66 It is not immediately clear from the written and oral submissions what Mr Whittaker asserts in relation to this matter. From one perspective it seems that the complaint is about the finding that he still posed a risk to the community, albeit a small one. However, there is no illogicality about the Minister concluding that a person who has been sentenced to prison for in excess of eight years for causing grievous bodily harm with intent to do so, may still pose a risk when released. Indeed, by itself, a finding to the contrary might well appear to be naïve. In saying that I do not doubt the honesty of Mrs Whittaker's belief that her son is fully rehabilitated and poses no risk to the community. However, ultimately that is not the question. The question concerns the manner in which the Minister reached his conclusion that a small risk existed and no error has been shown to exist.

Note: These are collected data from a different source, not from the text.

PR #1058, opened 2025-05-19
Rework promise rejection tracker

saghul:
This reverts a75498b9c74bc71b49ab4ca2d15c07282483b8cd and a4a5a17a9fa01b996ead0eb89d03461cc9b7d417 (except the tests) and adapts https://github.com/bellard/quickjs/commit/3c39307c22e69e34b85ee766b14b81e4000d71f8 which also passes the tests and feels like a better solution overall.

Ref: https://github.com/quickjs-ng/quickjs/pull/1038

### DIFF
--- a/quickjs-libc.c
+++ b/quickjs-libc.c
@@ -128,6 +128,12 @@ typedef struct {
     JSValue func;
 } JSOSTimer;
 
+typedef struct {
+    struct list_head link;
+    JSValue promise;
+    JSValue reason;
+} JSRejectedPromiseEntry;
+
 #ifdef USE_WORKER
 
 typedef struct {
@@ -168,6 +174,7 @@ typedef struct JSThreadState {
     struct list_head os_signal_handlers; /* list JSOSSignalHandler.link */
     struct list_head os_timers; /* list of JSOSTimer.link */
     struct list_head port_list; /* list of JSWorkerMessageHandler.link */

67 It might be that the concern of Mr Whittaker in this respect is the conclusion of the Minister that his ability to avoid reoffending has not been tested in the community. In support of that it seems to be asserted the Minister reached an irrational conclusion because Mr Whittaker did not re-offend whilst in prison and he did not reoffend whilst on bail. However, neither of these arguments could, in the circumstances, found a conclusion that the Minister's conclusion as to the risk he posed, or the ultimate conclusion that there was no good reason why the cancellation decision should be revoked, was in error. The concern of the Minister was the risk Mr Whittaker posed to the community upon his release from incarceration. It was not whether he was of good behaviour whilst in prison. Whilst Mr Whittaker's behaviour in prison may have been considered, it was not something which had to be taken into account. Additionally, there is nothing to support the proposition that if he did not reoffend in the prison environment he would not reoffend in the community. But more pointedly, where he has been convicted of a serious violent crime it is rational and logical to commence with the assumption that there is a real risk to the community when he is released, unless there are substantial matters which overcome that prima facie position. Here, there is nothing on the face of the Minister's reasons to suggest there was any illogicality or irrationality in the manner in which it was concluded Mr Whittaker still posed a risk to the community, even if there was only a low likelihood of that happening (cf Roesner v Minister for Immigration and Border Protection [2015] FCAFC 132; [10], [41]). The Minister also considered that further offending of a violent nature by Mr Whittaker could result in great physical harm to members of the Australian community. Similarly, there was no illogicality in concluding that the low risk of reoffending had not been tested in the community at large. That was an axiomatic fact given that Mr Whittaker had been immediately taken into immigration detention on his release from prison.
68 On the face of the reasons of the Minister this ground of review cannot be sustained.